When a group of African Americans visited the White House to congratulate him for winning reelection in 1872, Grant told them what they wanted to hear: “I wish that everyman in the United States would stand in all respects alike.” But, to Grant, “everyman” did not include Indians and Chinese Americans, among other non-black minorities.
Since Grant sometimes contradicted himself, his true intent must be deduced from his actions, not his words. Yet most modern biographers too-readily accept the statements that reflect upon him favorably and ignore the contradictory ones. Charles Calhoun does so when suggesting that Grant supported labor over capital in the 1877 railroad strike during the first year of successor Rutherford Hayes’s presidency. While complaining that the press had been overly critical of his use of federal troops in the South, Calhoun cites Grant as complaining, “Now [during the 1877 railroad strike], however, there is no hesitation about exhausting the whole power of the government to suppress a strike on the slightest intimation that danger threatens.”
But in an August 27, 1877 letter to brother-in-law Abel Corbin Grant displayed a hard, and contradictory, stance toward labor. He wrote, “My judgment is that [the strike] should have been put down with a strong hand and so summarily as to prevent a like occurrence for a generation.”

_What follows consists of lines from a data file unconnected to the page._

PR #2806, opened 2021-03-30
[NUI] Fix Svace issue

huiyueun:

### API Changes ###

 - ACR:

### DIFF
--- a/src/Tizen.NUI/src/public/Common/Color.cs
+++ b/src/Tizen.NUI/src/public/Common/Color.cs
@@ -1056,8 +1056,9 @@ namespace Tizen.NUI
         /// The copy constructor.
         /// </summary>
         /// <param name="other">The copy target.</param>
+        /// <exception cref="ArgumentNullException"> Thrown when other is null. </exception>
         [EditorBrowsable(EditorBrowsableState.Never)]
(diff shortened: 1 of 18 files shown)


Seoyeon2Kim (approved):
Looks good to me. This PR is to fix SVACE issues for null check.

src/Tizen.NUI/src/public/Common/Color.cs
```diff
@@ -1232,7 +1233,12 @@ public float A
         /// <since_tizen> 3 </since_tizen>
         public static implicit operator Vector4(Color color)
         {
-            return new Vector4((float)color?.R, (float)color.G, (float)color.B, (float)color.A);
+            if (color == null)
+            {
+                Tizen.Log.Error("NUI", "color is null");
```
rabbitfor, line 1238: I don't think this is an error case to show an error message.
```C#
Color color = null;
Vector4 vector4 = color;
```
This can happen sometimes.

tscholb (approved):
Looks good to me

src/Tizen.NUI/src/public/Common/Color.cs
huiyueun: delete all logs

Seoyeon2Kim (approved):
Agree with Jiyun's review!  Great!! :+1:

PR #2809, opened 2021-03-30
[NUI] Fix button layout when resize policy is FillToParent and etc. 

rabbitfor:
* Add ItemAlignment property to make it "center" for a Button and "begin" for others.
* Add ItemSpacing to set space between icon and text.

### API Changes ###

 - ACR:


src/Tizen.NUI.Components/Controls/Button.Internal.cs
```diff
@@ -413,22 +424,12 @@ private void OnTextOrIconUpdated()
             }
 
             // If the button has fixed width and the text is not empty, the text should not exceed button boundary.
-            if (WidthSpecification >= 0 && !String.IsNullOrEmpty(buttonText.Text))
+            if (WidthSpecification != LayoutParamPolicies.WrapContent && !String.IsNullOrEmpty(buttonText.Text))
```
huiyueun, line 427: Don't we need to check about 'MatchParent' property?

rabbitfor: In case `MatchParent`, the `size` parameter is equals to the parent size so it can calculate text's maximum size.

src/Tizen.NUI.Components/Controls/Button.cs
```diff
@@ -127,8 +127,11 @@ public partial class Button : Control
...
             var instance = (Button)bindable;
-            instance.iconPadding = (Extents)((Extents)newValue).Clone();
-            instance.OnTextOrIconUpdated();
+            if (instance.buttonIcon == null)
+            {
+                return;
+            }
+            instance.buttonIcon.Padding = (Extents)newValue;
         },
         defaultValueCreator: (bindable) => ((Button)bindable).iconPadding);
```
jaehyun0cho, line 136: Do we need to change this as well?

src/Tizen.NUI.Components/Controls/Button.cs
```diff
@@ -137,17 +140,42 @@ public partial class Button : Control
...
             var instance = (Button)bindable;
-            instance.textPadding = (Extents)((Extents)newValue).Clone();
-            instance.OnTextOrIconUpdated();
+            if (instance.buttonText == null)
+            {
+                return;
+            }
+            instance.buttonText.Padding = (Extents)newValue;
         },
         defaultValueCreator: (bindable) => ((Button)bindable).textPadding);
```
jaehyun0cho, line 149: Do we need to change this as well?

src/Tizen.NUI.Components/Controls/Button.cs
```diff
@@ -623,6 +651,28 @@ public Extents TextPadding
...
+            set => SetValue(ItemAlignmentProperty, value);
+        }
+
+        /// <summary>
+        /// The space between icon and text.
+        /// The value is applied when there exist icon and text both.
+        /// The width value is used when the items are arranged horizontally. Otherwise, the height value is used.
+        /// </summary>
+        [EditorBrowsable(EditorBrowsableState.Never)]
+        public Size2D ItemSpacing
```
jaehyun0cho, line 670: How about changing this name to CellPadding like LinearLayout?

src/Tizen.NUI.Components/Controls/Button.cs
rabbitfor: Done! Thank you.

src/Tizen.NUI.Components/Controls/Button.cs
rabbitfor: Done! Thank you.

src/Tizen.NUI.Components/Controls/Button.cs
rabbitfor: In button, I think `Item` is more suitable than `Cell` so I used `Item`
* ItemAlignment
* ItemSpacing

jaehyun0cho (approved):
LGTM

PR #2819, opened 2021-03-31
[NUI] Fix not to check non-nullable value

jaehyun0cho:
NavigatorPages always contains non-nullable values.
Therefore, to resolve svace issue (DEREF_AFTER_NULL), null pointer check
is not done for non-nullable values.

### API Changes ###

 - ACR:


huiyueun (approved):
LGTM

Seoyeon2Kim (approved):
Looks good to me!

PR #3329, opened 2021-07-20
[NUI] Reset transition order to match scene tree order

bshsqa:


dongsug-song (approved):
looks good to me

PR #3330, opened 2021-07-20
[NUI] Fix the Window.VisibilityChanged event's crash issue

dongsug-song:
### Description of Change ###
[NUI] Fix the Window.VisibilityChanged event's crash issue
- Because the signals which binds dali, contain signals as member variables, the cMemoryOwn should be false.
- Without this fix, the WindowEventsTest.cs gets crash when continously pushing left,right direction key.

### API Changes ###
none


huiyueun (approved):
LGTM

PR #3337, opened 2021-07-21
[Tizen.ApplicationManager] Add a new internal method

hjhun:
### Description of Change ###

The AttachWindowBelow() method is added for inhouse applications.
The method is to attach the window of the child application below the
window of the parent application.

Added: 
 - ApplicationManager.AttachWindowBelow()


pjh9216 (approved):
LGTM

PR #3338, opened 2021-07-22
[NUI] Fix to call base.Initialize() of LinearLayouter and GridLayouter

jaehyun0cho:
Previously, base.Initialize() of LinearLayouter and GridLayouter was not
called if source was empty.
This caused Container to be null and caused null reference in
RequestLayout().

Now, it is guaranteed that base.Initialize() of LinearLayouter and
GridLayouter is called.

### API Changes ###

 - ACR:


everLEEst (approved):
Looks good to me.

PR #3339, opened 2021-07-22
[NUI] Added string key to Placeholder PropertyMap

wonrst:
The Placeholder map use string key to set value in NUI.
But, user must use the index key to get value.

This causes confusion and inconvenience to users.
This patch allows users to get value using string key.


dongsug-song (approved):
looks good to me.
but from next time, please add a test code or sample code. 
thank you.

PR #3356, opened 2021-07-29
[NUI] CanvasView: Add constructor that can be created without viewbox

JSUYA:
### Description of Change ###

Add a constructor so that it can be created without viewBox argument.

### API Changes ###

 - ACR:no

Dependency patch
https://review.tizen.org/gerrit/#/c/platform/core/uifw/dali-csharp-binder/+/261876/


dongsug-song (approved):
looks good to me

Finally, even though Grant’s fundamental interest in black civil rights may have reflected the power of the group’s voting bloc more than the morality of racial equality, it ultimately failed to be enough to sustain his support. The moment-of-truth came during the autumn 1875 elections in Mississippi and Ohio.
Mississippi carpetbag governor Adelbert Ames twice asked Grant for federal troops to police the polls on Election Day but was turned down. It would be another forty years before former Republican Mississippi Congressman John Lynch, who was born into slavery, revealed that Grant confessed to him in November 1875 that Ohio politicians convinced the President that Mississippi intervention would likely cause Republicans to lose Ohio. Basically, Grant traded a Republican victory in Mississippi for a bigger one in Ohio. Thereafter, the Republican Party steadily lost interest in Southern blacks.
Understanding Grant’s roller-coaster reputation begins with a study of contrasts. In a mere seven years he rose from obscurity to the presidency, only to generally skid downward from his inauguration day to the end of his second term.